• _Problem_: Could you please retype all of the data below exactly?

*** Input records

PR #648, opened 2017-11-18
Redirects on invalid list view page number

### LINKED ISSUE #637: Pagination: Changing page_size doesn't update the page number
Forwarding issue from [apache/incubator-superset](https://github.com/apache/incubator-superset)
apache/incubator-superset#3731

This is due to missing logic in the handling of pagination.
Changing the page_size changes the number of total pages, so there are cases where a page number no longer exist in the pagination with the new page_size.

I would open a PR but I don't know what's the best way to handle this. I have to proposal:
- redirect the user on the last page available in case of page "overflow"
- silently show the last page even for page numbers exceeding the total page number.

baldoalessandro:
Instead of returning an empty set redirect to the last valid page
given the provided pagination parameters.

Fixes #637

### DIFF
--- a/flask_appbuilder/baseviews.py
+++ b/flask_appbuilder/baseviews.py
@@ -789,6 +789,13 @@ class BaseCRUDView(BaseModelView):
             order_column, order_direction = self.base_order
         joined_filters = filters.get_joined_filters(self._base_filters)
         count, lst = self.datamodel.query(joined_filters, order_column, order_direction, page=page, page_size=page_size)
+
+        if page:
+            page_number = count // page_size
+            if page > page_number:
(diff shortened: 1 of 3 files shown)


dpgaspar:
This fails on python 2.6, can you fix it?

baldoalessandro:
Yes I can, but I was hoping for your advice/ review on the proposed
solution. Probably I cannot work on this until the next week though.

dpgaspar:
I've tested it and looks good, and the solution is simple. The trick using the exception ValueError and redirecting to it's message is a bit weird thought, but simple no doubt.

( maybe creating a custom Exception for this, would be a gain for readability)

PR #655, opened 2017-11-29
Add feature to allow form prefill

jgao54:
This is a feature currently in flask_admin that I find to be pretty useful.

When an edit view is rendered, sometimes we want to preprocess/prefill the form when we have extra fields available that are not part of the model but depends on the data in the model. This makes it possible to render the processed edit view.

### DIFF
--- a/flask_appbuilder/baseviews.py
+++ b/flask_appbuilder/baseviews.py
@@ -970,6 +970,9 @@ class BaseCRUDView(BaseModelView):
         else:
             # Only force form refresh for select cascade events
             form = self.edit_form.refresh(obj=item)
+            # Perform additional actions to pre-fill the edit form.
+            self.prefill_form(form, pk)
+
         widgets = self._get_edit_widget(form=form, exclude_cols=exclude_cols)
         widgets = self._get_related_views_widgets(item, filters={},
                                                   orders=orders, pages=pages, page_sizes=page_sizes, widgets=widgets)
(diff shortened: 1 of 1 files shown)


jgao54:
@mistercrunch could you take a look at this one too?

mistercrunch:
Can you add a simple example in the docstring of how to fill in a text field for instance, otherwise LGTM

mistercrunch:
Random related comment - the Django Admin has this cool feature where you can pass default form field values as GET params.

jgao54:
Example added!

I just looked up the Django Admin feature mentioned above, it's is slightly more complicated to implement and doesn't provide as much flexibility as passing the form reference, good to know though!

flask_appbuilder/baseviews.py
```diff
@@ -1015,6 +1018,23 @@ def _fill_form_exclude_cols(self, exclude_cols, form):
...
+        """
+            Override this, will be called only if the current action is rendering
+            an edit form, and is used to perform additional action to
+            prefill the form.
+
+            This is useful when you have added custom fields that depend on the
+            database contents. Fields that were added by name of a normal column
+            or relationship should work out of the box.
+
+            Example:
```
mistercrunch: for RST to render the code block to render properly I think you need two colons as in `example::`
https://github.com/dpgaspar/Flask-AppBuilder/blob/master/flask_appbuilder/baseviews.py#L358

jgao54: gotcha, done.

dpgaspar:
Thank you @jgao54 and @mistercrunch, this is out with v1.9.5

PR #656, opened 2017-12-01
Modify the sample code in the document

braveghz:


dpgaspar:
Thank you @braveghz,

Just a couple of comments on this: 
Don't really agree with the comments indentation, my version isn't correct also, we should use something like:

```python

    @expose('/method1/<string:param1>')
    def method1(self, param1):
        """
        do something with param1
        and return to previous page or index
        """
        return 'Hello %s' % (param1)
      
```
Also further on the docs, when explained the use of @has_access the example is not coherent, you could change it also.

PR #661, opened 2017-12-07
Add feature to allow form to be processed prior to populating model

jgao54:
This allows the form to be processed upon submission. 

Useful if there are extra fields submitted that are not part of the data model attributes, and need to be processed prior to populating the data model.

cc  @mistercrunch


mistercrunch:
🥇 🚀

PR #663, opened 2017-12-08
Support AUTH_USER_REGISTRATION with AUTH_REMOTE_USER

ottomata:
I'm using AUTH_REMOTE_USER with LDAP auth done by an HTTP reverse proxy.  The [docs say](http://flask-appbuilder.readthedocs.io/en/latest/security.html#authentication-methods):

> Finally you can allow users to self register...These settings can apply to all the authentication methods

which is not true.  This patch makes it true for AUTH_REMOTE_USER.

### DIFF
--- a/flask_appbuilder/security/manager.py
+++ b/flask_appbuilder/security/manager.py
@@ -688,12 +688,28 @@ class BaseSecurityManager(AbstractSecurityManager):
             :type self: User model
         """
         user = self.find_user(username=username)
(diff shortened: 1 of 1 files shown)


dpgaspar:
Right you are, thks!

ottomata:
Great!  I'd love to get this updated in superset asap, what's the timeline for a release bump?

elukey:
ping :)

PR #667, opened 2017-12-10
Docs and example for composite keys

dpgaspar:
Simple example to show the use of composite keys, and their reference with SQLA realationships.

Follow up on merged PR #639


jgao54:
Oh this is great, thanks @dpgaspar

PR #293, opened 2022-06-02
updated version of ufs to include WoFS suite and ccpp-v6

mark-a-potts:
This change updates the version of the UFS Weather Model to a cherry-picked version based off the hash from April 4 but also includes the WoFS suite.

### DIFF
--- a/Externals.cfg
+++ b/Externals.cfg
@@ -19,11 +19,11 @@ required = True
 
 [ufs-weather-model]
 protocol = git
-#repo_url = https://github.com/ufs-community/ufs-weather-model
-repo_url = https://github.com/NOAA-EPIC/ufs-weather-model-1
+repo_url = https://github.com/ufs-community/ufs-weather-model
+#repo_url = https://github.com/NOAA-EPIC/ufs-weather-model-1
 # Specify either a branch name or a hash but not both.
 #branch = develop
-hash = release/public-v3
+hash = release-public-v3-SRW
 local_path = src/ufs-weather-model
 required = True
 
--- a/Externals.cfg
+++ b/Externals.cfg
@@ -1,6 +1,7 @@
 [regional_workflow]
 protocol = git
-repo_url = https://github.com/ufs-community/regional_workflow
+#repo_url = https://github.com/ufs-community/regional_workflow
+repo_url = https://github.com/NOAA-EPIC/regional_workflow
 # Specify either a branch name or a hash but not both.
 #branch = develop
 hash = release/public-v2
--- a/Externals.cfg
+++ b/Externals.cfg
@@ -4,7 +4,7 @@ protocol = git
 repo_url = https://github.com/NOAA-EPIC/regional_workflow
 # Specify either a branch name or a hash but not both.
 #branch = develop
-branch = release/public-v2
+branch = feature/hera-fix
 local_path = regional_workflow
 required = True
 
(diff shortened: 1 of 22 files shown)


Externals.cfg
```diff
@@ -18,19 +18,19 @@ required = True
 
 [ufs-weather-model]
 protocol = git
-repo_url = https://github.com/ufs-community/ufs-weather-model
+repo_url = https://github.com/NOAA-EPIC/ufs-weather-model-1
 # Specify either a branch name or a hash but not both.
```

******

• _Response to the exercise_:
PR #648, opened 2017-11-18
Redirects on invalid list view page number

### LINKED ISSUE #637: Pagination: Changing page_size doesn't update the page number
Forwarding issue from [apache/incubator-superset](https://github.com/apache/incubator-superset)
apache/incubator-superset#3731

This is due to missing logic in the handling of pagination.
Changing the page_size changes the number of total pages, so there are cases where a page number no longer exist in the pagination with the new page_size.

I would open a PR but I don't know what's the best way to handle this. I have to proposal:
- redirect the user on the last page available in case of page "overflow"
- silently show the last page even for page numbers exceeding the total page number.

baldoalessandro:
Instead of returning an empty set redirect to the last valid page
given the provided pagination parameters.

Fixes #637

### DIFF
--- a/flask_appbuilder/baseviews.py
+++ b/flask_appbuilder/baseviews.py
@@ -789,6 +789,13 @@ class BaseCRUDView(BaseModelView):
             order_column, order_direction = self.base_order
         joined_filters = filters.get_joined_filters(self._base_filters)
         count, lst = self.datamodel.query(joined_filters, order_column, order_direction, page=page, page_size=page_size)
+
+        if page:
+            page_number = count // page_size
+            if page > page_number:
(diff shortened: 1 of 3 files shown)


dpgaspar:
This fails on python 2.6, can you fix it?

baldoalessandro:
Yes I can, but I was hoping for your advice/ review on the proposed
solution. Probably I cannot work on this until the next week though.

dpgaspar:
I've tested it and looks good, and the solution is simple. The trick using the exception ValueError and redirecting to it's message is a bit weird thought, but simple no doubt.

( maybe creating a custom Exception for this, would be a gain for readability)

PR #655, opened 2017-11-29
Add feature to allow form prefill

jgao54:
This is a feature currently in flask_admin that I find to be pretty useful.

When an edit view is rendered, sometimes we want to preprocess/prefill the form when we have extra fields available that are not part of the model but depends on the data in the model. This makes it possible to render the processed edit view.

### DIFF
--- a/flask_appbuilder/baseviews.py
+++ b/flask_appbuilder/baseviews.py
@@ -970,6 +970,9 @@ class BaseCRUDView(BaseModelView):
         else:
             # Only force form refresh for select cascade events
             form = self.edit_form.refresh(obj=item)
+            # Perform additional actions to pre-fill the edit form.
+            self.prefill_form(form, pk)
+
         widgets = self._get_edit_widget(form=form, exclude_cols=exclude_cols)
         widgets = self._get_related_views_widgets(item, filters={},
                                                   orders=orders, pages=pages, page_sizes=page_sizes, widgets=widgets)
(diff shortened: 1 of 1 files shown)


jgao54:
@mistercrunch could you take a look at this one too?

mistercrunch:
Can you add a simple example in the docstring of how to fill in a text field for instance, otherwise LGTM

mistercrunch:
Random related comment - the Django Admin has this cool feature where you can pass default form field values as GET params.

jgao54:
Example added!

I just looked up the Django Admin feature mentioned above, it's is slightly more complicated to implement and doesn't provide as much flexibility as passing the form reference, good to know though!

flask_appbuilder/baseviews.py
```diff
@@ -1015,6 +1018,23 @@ def _fill_form_exclude_cols(self, exclude_cols, form):
...
+        """
+            Override this, will be called only if the current action is rendering
+            an edit form, and is used to perform additional action to
+            prefill the form.
+
+            This is useful when you have added custom fields that depend on the
+            database contents. Fields that were added by name of a normal column
+            or relationship should work out of the box.
+
+            Example:
```
mistercrunch: for RST to render the code block to render properly I think you need two colons as in `example::`
https://github.com/dpgaspar/Flask-AppBuilder/blob/master/flask_appbuilder/baseviews.py#L358

jgao54: gotcha, done.

dpgaspar:
Thank you @jgao54 and @mistercrunch, this is out with v1.9.5

PR #656, opened 2017-12-01
Modify the sample code in the document

braveghz:


dpgaspar:
Thank you @braveghz,

Just a couple of comments on this: 
Don't really agree with the comments indentation, my version isn't correct also, we should use something like:

```python

    @expose('/method1/<string:param1>')
    def method1(self, param1):
        """
        do something with param1
        and return to previous page or index
        """
        return 'Hello %s' % (param1)
      
```
Also further on the docs, when explained the use of @has_access the example is not coherent, you could change it also.

PR #661, opened 2017-12-07
Add feature to allow form to be processed prior to populating model

jgao54:
This allows the form to be processed upon submission. 

Useful if there are extra fields submitted that are not part of the data model attributes, and need to be processed prior to populating the data model.

cc  @mistercrunch


mistercrunch:
🥇 🚀

PR #663, opened 2017-12-08
Support AUTH_USER_REGISTRATION with AUTH_REMOTE_USER

ottomata:
I'm using AUTH_REMOTE_USER with LDAP auth done by an HTTP reverse proxy.  The [docs say](http://flask-appbuilder.readthedocs.io/en/latest/security.html#authentication-methods):

> Finally you can allow users to self register...These settings can apply to all the authentication methods

which is not true.  This patch makes it true for AUTH_REMOTE_USER.

### DIFF
--- a/flask_appbuilder/security/manager.py
+++ b/flask_appbuilder/security/manager.py
@@ -688,12 +688,28 @@ class BaseSecurityManager(AbstractSecurityManager):
             :type self: User model
         """
         user = self.find_user(username=username)
(diff shortened: 1 of 1 files shown)


dpgaspar:
Right you are, thks!

ottomata:
Great!  I'd love to get this updated in superset asap, what's the timeline for a release bump?

elukey:
ping :)

PR #667, opened 2017-12-10
Docs and example for composite keys

dpgaspar:
Simple example to show the use of composite keys, and their reference with SQLA realationships.

Follow up on merged PR #639


jgao54:
Oh this is great, thanks @dpgaspar

PR #293, opened 2022-06-02
updated version of ufs to include WoFS suite and ccpp-v6

mark-a-potts:
This change updates the version of the UFS Weather Model to a cherry-picked version based off the hash from April 4 but also includes the WoFS suite.

### DIFF
--- a/Externals.cfg
+++ b/Externals.cfg
@@ -19,11 +19,11 @@ required = True
 
 [ufs-weather-model]
 protocol = git
-#repo_url = https://github.com/ufs-community/ufs-weather-model
-repo_url = https://github.com/NOAA-EPIC/ufs-weather-model-1
+repo_url = https://github.com/ufs-community/ufs-weather-model
+#repo_url = https://github.com/NOAA-EPIC/ufs-weather-model-1
 # Specify either a branch name or a hash but not both.
 #branch = develop
-hash = release/public-v3
+hash = release-public-v3-SRW
 local_path = src/ufs-weather-model
 required = True
 
--- a/Externals.cfg
+++ b/Externals.cfg
@@ -1,6 +1,7 @@
 [regional_workflow]
 protocol = git
-repo_url = https://github.com/ufs-community/regional_workflow
+#repo_url = https://github.com/ufs-community/regional_workflow
+repo_url = https://github.com/NOAA-EPIC/regional_workflow
 # Specify either a branch name or a hash but not both.
 #branch = develop
 hash = release/public-v2
--- a/Externals.cfg
+++ b/Externals.cfg
@@ -4,7 +4,7 @@ protocol = git
 repo_url = https://github.com/NOAA-EPIC/regional_workflow
 # Specify either a branch name or a hash but not both.
 #branch = develop
-branch = release/public-v2
+branch = feature/hera-fix
 local_path = regional_workflow
 required = True
 
(diff shortened: 1 of 22 files shown)


Externals.cfg
```diff
@@ -18,19 +18,19 @@ required = True
 
 [ufs-weather-model]
 protocol = git
-repo_url = https://github.com/ufs-community/ufs-weather-model
+repo_url = https://github.com/NOAA-EPIC/ufs-weather-model-1
 # Specify either a branch name or a hash but not both.
```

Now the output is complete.